4

I am learning python and am having trouble with sorting. I feel like the key (for sorting) is too limiting and difficult to use once sorting algorithm begins getting more complicated. Here is the list I want to sort:

['A1', 'AA1', 'B3', 'B2', 'BB1', 'AZ15']

where each value is like an excel column (ie. 'BB1' > 'AZ15' > 'AA1' > 'B3' > 'B2' > 'A1').

Here is the solution I came up with after reading the following guide.
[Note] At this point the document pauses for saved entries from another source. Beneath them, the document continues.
PR #10473, opened 2025-07-06
Allow using backslashes for line continuation in config files

Pioooooo:
Multiple nested binds is hard to read and edit without linebreaks, so I want to at least allow line continuation.

## Checklist

### DIFF
--- a/src/engine/shared/console.cpp
+++ b/src/engine/shared/console.cpp
@@ -703,7 +703,7 @@ bool CConsole::ExecuteFile(const char *pFilename, int ClientId, bool LogFailure,
 		str_format(aBuf, sizeof(aBuf), "executing '%s'", pFilename);
 		Print(IConsole::OUTPUT_LEVEL_STANDARD, "console", aBuf);
 
-		while(const char *pLine = LineReader.Get())
+		while(const char *pLine = LineReader.Get(true))
 		{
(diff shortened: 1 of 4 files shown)


Pioooooo:
> LGTM
> With this having \ on the end of a line (`bind u echo \`) is no longer possible but adding a ` ` after (`bind u echo \ `) should work for all cases

Could also wrap backslash in quotes : )

ChillerDragon:
Oof I do not like this ._.
Changing config syntax is annoying. With backwards compatibility and sharing configs with the vanilla teeworlds client.
Also having this config file only is weird. This now is different from the console where you can not paste those multi line commands. I expect to be able to paste commands from my config file into the console to test them.

Robyt3 (commented):
> Multiple nested binds is hard to read and edit without linebreaks, so I want to at least allow line continuation.

You can create separate config files for that. This is unnecessary complexity.

ChillerDragon:
@Robyt3 there is no way to silence the logs created by ``exec`` btw so pressing binds that use ``exec`` is always a huge log spam.

Pioooooo:
> > Multiple nested binds is hard to read and edit without linebreaks, so I want to at least allow line continuation.
> 
> You can create separate config files for that. This is unnecessary complexity.

Multiple config files are hard to share with others, while nested binds is just copy pasta.

PR #11506, opened 2025-12-27
Wait sequentially for clients in smoke test to quit

Robyt3:
Quitting both clients at the same time can cause them to rename the temporary config file to the real filename at same time on Windows, which will fail for one client. Failing to save the config shows a popup error message, that prevents the client from quitting and causes the smoke test to fail waiting for the client to exit.

See https://github.com/Robyt3/ddnet/actions/runs/20537983687/job/58998668418

```
TimeoutError: timeout waiting for exit
--- client0 ---
2025-12-27 11:04:27 I config: saved to settings_ddnet.cfg
--- client1 ---
2025-12-27 11:04:27 E filesystem: Failed to rename file './settings_ddnet.cfg.5816.tmp' to './settings_ddnet.cfg' (5 'Access is denied. ')
2025-12-27 11:04:27 E config: ERROR: renaming settings_ddnet.cfg.5816.tmp to settings_ddnet.cfg failed
```

## Checklist

- [X] Tested the change

### DIFF
--- a/scripts/integration_test.py
+++ b/scripts/integration_test.py
@@ -735,11 +735,12 @@ def smoke_test(test_env):
 	client1.wait_for_log_prefix("chat/server: *** client1 finished in:", timeout=20)
 	client2.wait_for_log_prefix("chat/server: *** client1 finished in:", timeout=20)
 
+	# Wait for first client to quit before quitting second client, to avoid saving config to the same file at the same time.
 	client1.exit()
-	client2.exit()
-	server.exit()
 	client1.wait_for_exit()
+	client2.exit()
 	client2.wait_for_exit()
+	server.exit()
 	server.wait_for_exit()
 
 	if not all(any(word in line for line in client1.full_stdout) for word in "cmdlist pause rank points".split()):


heinrich5991:
Would it be possible to fix simultaneous closing instead?

I *think* the Rust function for renaming might do this, but I'm not sure. :S https://doc.rust-lang.org/std/fs/fn.rename.html.

Robyt3:
> Would it be possible to fix simultaneous closing instead?
> 
> I _think_ the Rust function for renaming might do this, but I'm not sure. :S https://doc.rust-lang.org/std/fs/fn.rename.html.

Both Rust and `fs_rename` use `MoveFileExW` on Windows. Rust seems to handle some case of the file being marked read-only, but it doesn't seem to be the issue in the CI. 

https://github.com/rust-lang/rust/blob/c7aa99f36ccad2c127edec5be493cab0b152f436/library/std/src/sys/fs/windows.rs#L1270-L1339

The file shouldn't really be read-only, it was saved successfully by client0, so I don't think Rust handles this either.

This would probably have to be handled by waiting and retrying the rename.

AssassinTee:
I would however still exit the server with the first client, as it may speedup the process.

(gh review bugged)

heinrich5991:
Hmm. I would like to have clients exiting simultaneously in integration tests. Could we maybe disable the saving there? `cl_save_settings 0` by default and `cl_save_settings 1` on the first client?

heinrich5991:
I prefer #11509 over this.

PR #11508, opened 2025-12-27
Wait for both clients to connect before starting race in smoke test

Robyt3:
Perform minimal change of coverage map to ensure that the first client does not start the race until the second client is connected, by blocking the path of client 1 with a switch that is deactivated when the client 2 spawns.

Otherwise, it's possible for the second client to not be connected in time when the first client waits at the door between checkpoints 18 and 19.

This should fix the ranks being mismatched when using Valgrind.

## Checklist


heinrich5991 (approved):
Sounds good to me. I think the map is from @ChillerDragon originally. Is this change okay with you?

ChillerDragon:
@heinrich5991 originally yes but it already got extended a lot by others. For example checkpoints aren't even mine. I am okay with any kind of map change. I just would like to fix the design again one day because right now it contains invisible elements without entities.

ChillerDragon (approved):

PR #11514, opened 2025-12-29
Support dropping demos/maps and `ddnet` URLs into Emscripten client

Robyt3:
Add drop-handler to the canvas of the Emscripten wrapper that accepts `.demo` and `.map` files being dropped, writes them into the `demos/upload` and `maps/upload` folders within the internal storage of the Emscripten client, then calls the client's drop handler to open the file. Also support dropping `ddnet://` URLs as strings into the canvas.

## Checklist

### DIFF
--- a/other/emscripten/minimal.html
+++ b/other/emscripten/minimal.html
@@ -66,6 +66,78 @@
 				output.scrollTop = output.scrollHeight;
 				Module['canvas'].style.display = "none";
 			};
+			Module['canvas'].addEventListener('dragover', e => {
+				e.preventDefault();
+				e.dataTransfer.dropEffect = "none";
+				if (!e.dataTransfer.items) {
+					return;
+				}
+				for (const item of e.dataTransfer.items) {
+					if (item.kind == 'file' || item.kind == 'string') {
+						e.dataTransfer.dropEffect = "copy";
+						return;
+					}
+				}
+			});
+			Module['canvas'].addEventListener('drop', async e => {
+				e.preventDefault();
+				if (!e.dataTransfer.items) {
+					return;
+				}
+				var dropFile = null;
+				var dropPath = null;
+				var dropLink = null;
+				for (const item of e.dataTransfer.items) {
+					if (item.kind == 'file') {
+						const file = item.getAsFile();
+						const isDemo = file.name.endsWith(".demo");
+						const isMap = file.name.endsWith(".map");
+						const homePath = "/home/web_user/.local/share/ddnet"
+						var path;
+						if (isDemo) {
+							path = `${homePath}/demos`
+						} else if (isMap) {
+							path = `${homePath}/maps`
+						} else {
+							continue;
+						}
+						if (dropLink != null) {
+							alert("You cannot drop files and links at the same time.");
+							break;
+						}
+						if (dropFile != null) {
+							alert("You cannot open multiple files at the same time. Only the first file will be opened.");
+							break;
+						}
+						dropFile = file;
+						dropPath = path;
+					} else if (item.kind == 'string') {
+						const string = e.dataTransfer.getData(item.type);
+						if (string.startsWith('ddnet://')) {
+							if (dropFile != null) {
+								alert("You cannot drop files and links at the same time.");
+								break;
+							}
+							if (dropLink != null && dropLink != string) {
+								alert("You cannot connect to multiple URLs at the same time. You will be connected to the first URL.");
+								break;
+							}
+							dropLink = string;
+						}
+					}
+				}
+				if (dropFile != null) {
+					const buffer = await dropFile.arrayBuffer();
+					const data = new Uint8Array(buffer);
+					FS.createPath(dropPath, "upload", true, true);
+					FS.writeFile(`${dropPath}/upload/${dropFile.name}`, data);
+					Module.ccall('EmscriptenCallbackDropFile', null, ['string'], [`${dropPath}/upload/${dropFile.name}`]);
+				} else if (dropLink != null) {
+					Module.ccall('EmscriptenCallbackDropFile', null, ['string'], [dropLink]);
+				} else {
+					alert("The items you dropped are not supported. You can drop .demo and .map files, as well as ddnet:// links.");
+				}
+			});
 		</script>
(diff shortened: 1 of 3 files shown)


other/emscripten/minimal.html
```diff
@@ -66,6 +66,53 @@
...
+				}
+				for (const item of e.dataTransfer.items) {
+					if (item.kind == 'file' || item.kind == 'string') {
+						e.dataTransfer.dropEffect = "copy";
+						return;
+					}
+				}
+			});
+			Module['canvas'].addEventListener('drop', async e => {
+				e.preventDefault();
```
heinrich5991, line 83: I assume you tested this. I'm wondering whether `e.preventDefault` is called in time, as it's only within an `async` function.

other/emscripten/minimal.html
```diff
@@ -66,6 +66,53 @@
...
+						FS.createPath(path, "upload", true, true);
+						FS.writeFile(`${path}/upload/${file.name}`, data);
+						Module.ccall('EmscriptenCallbackDropFile', null, ['string'], [`${path}/upload/${file.name}`]);
+						return;
+					} else if (item.kind == 'string') {
+						const string = e.dataTransfer.getData(item.type);
+						if (string.startsWith('ddnet://')) {
+							Module.ccall('EmscriptenCallbackDropFile', null, ['string'], [string]);
+							return;
+						}
```
heinrich5991, line 126: How do you drop a string?

other/emscripten/minimal.html
```diff
@@ -66,6 +66,53 @@
...
+						return;
+					}
+				}
+			});
+			Module['canvas'].addEventListener('drop', async e => {
+				e.preventDefault();
+				if (!e.dataTransfer.items) {
+					return;
+				}
+				for (const item of e.dataTransfer.items) {
```
heinrich5991, line 90: Hmm. Would it make sense to show an error if there's more than one dropped item? We'd only look at the last one anyway.

other/emscripten/minimal.html
Robyt3: It's not after any `await`s so it should be called immediately and act on the current event. If called after `await` it wouldn't act on the event anymore.

https://stackoverflow.com/a/37146788

other/emscripten/minimal.html
Robyt3: You need an application that allows dragging the string in the first place. Seems to work for example with any text selected in Firefox, Edge, Discord and Word. Does not work for example with `notepad.exe` and VS Code.

other/emscripten/minimal.html
Robyt3: We can get multiple dropped items of different types even for a single visible dragged item and need to filter out the type that we can actually handle. For example, if you drop the address from the address bar in a browser into a page, it will also give you a file-type entry for a `.url` file because this item can also be dragged to the desktop to create a link file.

heinrich5991: Then maybe an error if more than one file that we can actually handle gets dropped?

other/emscripten/minimal.html
heinrich5991: Thanks for educating me. :)

other/emscripten/minimal.html
heinrich5991: I see, thanks. :)

other/emscripten/minimal.html
Robyt3: Added an `alert` explaining that only the first file will be handled if multiple supported files are dropped.

Writing the file needs to happen after the loop because the `await` will invalidate the event structure.

other/emscripten/minimal.html
```diff
@@ -66,6 +66,62 @@
...
+							path = `${homePath}/demos`
+						} else if (isMap) {
+							path = `${homePath}/maps`
+						} else {
+							continue;
+						}
+						if (dropFile != null) {
+							alert("You cannot open multiple files at the same time. Only the first file will be opened.");
+							break;
+						}
```
heinrich5991, line 111: This only works if there are multiple files, but not if there are multiple supported URLs or supported URLs and supported files.

other/emscripten/minimal.html
```diff
@@ -66,6 +66,62 @@
...
+				e.dataTransfer.dropEffect = "none";
+				if (!e.dataTransfer.items) {
+					return;
+				}
+				for (const item of e.dataTransfer.items) {
+					if (item.kind == 'file' || item.kind == 'string') {
+						e.dataTransfer.dropEffect = "copy";
+						return;
+					}
+				}
```
heinrich5991, line 80: Perhaps only show the `copy` effect if there's at least one supported file/string. Can you determine this at that point?

other/emscripten/minimal.html
```diff
@@ -66,6 +66,62 @@
...
+						}
+					}
+				}
+				if (dropFile != null) {
+					const buffer = await dropFile.arrayBuffer();
+					const data = new Uint8Array(buffer);
+					FS.createPath(dropPath, "upload", true, true);
+					FS.writeFile(`${dropPath}/upload/${dropFile.name}`, data);
+					Module.ccall('EmscriptenCallbackDropFile', null, ['string'], [`${dropPath}/upload/${dropFile.name}`]);
+				}
```
heinrich5991, line 139: If you can't determine whether the drop is compatible on hover, perhaps you could also send an `alert` to the user if no compatible file/URL was found, telling the user what we support (`.demo`, `.map`, `ddnet://` URLs).

other/emscripten/minimal.html
Robyt3: No, that's not possible. The script doesn't have access to more information of the dragged files before they are dropped.

other/emscripten/minimal.html
Robyt3: Added checks for multiple URLs and URLs+files, but I don't know if it can actually happen. I can't find a way to drop multiple URLs or URLs that would also be demo/map files.

other/emscripten/minimal.html
Robyt3: Added an `alert` if none of the dropped items are supported.

PR #11515, opened 2025-12-29
Fix compilation with `WEBSOCKETS=ON` on Windows

Robyt3:
Define `NOGDI` when compiling on Windows to avoid `ERROR` being defined in `wingdi.h` which is transitively included by curl and websockets.

## Checklist


heinrich5991:
Could you instead define `NOGDI` globally? That should prevent wingdi.h from defining `#define ERROR 0`. Also delete the workaround from http.cpp if that works.

Robyt3:
> Could you instead define `NOGDI` globally? That should prevent wingdi.h from defining `#define ERROR 0`. Also delete the workaround from http.cpp if that works.

Good idea. Works.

def cmp_cell_ids(name1, name2):
    def split(name):
        letter = ''
        number = ''
        for ch in name:
            if ch in '1234567890':
                number += ch
            else:
                letter += ch
        return letter, int(number)
    ltr1, num1 = split(name1)
    ltr2, num2 = split(name2)
    if len(ltr1) == len(ltr2):
        if ltr1 == ltr2:
            return num1 > num2
        else:
            return ltr1 > ltr2
    return len(ltr1) > len(ltr2)

def cmp_to_key(mycmp):
    class K:
        def __init__(self, obj, *args):
            self.obj = obj
        def __lt__(self, other):
            return not mycmp(self.obj, other.obj)
        def __gt__(self, other):
            return mycmp(self.obj, other.obj)
        def __eq__(self, other):
            return self.obj == other.obj
        def __le__(self, other):
            if self.__eq__(other):
                return True
            return self.__lt__(other)
        def __ge__(self, other):
            if self.__eq__(other):
                return True
            return self.__gt__(other)
        def __ne__(self, other):
            return self.obj != other.obj
    return K

key_cell_ids_cmp = cmp_to_key(cmp_cell_ids)
cell_ids = ['A1','AA1','B3','B2','BB1','AZ15']
cell_ids.sort(key=key_cell_ids_cmp)
print(cell_ids)

Which gives the desired output

['A1', 'B2', 'B3', 'AA1', 'AZ15', 'BB1']

I am wondering if there is any easier/more pythonic implementation to this (in particular, I would love if I could get rid of that wrapper class).

2 Answers 2

4

First of all, writing (or copy-pasting) a cmp_to_key function is unnecessary. Just use the one in itertools.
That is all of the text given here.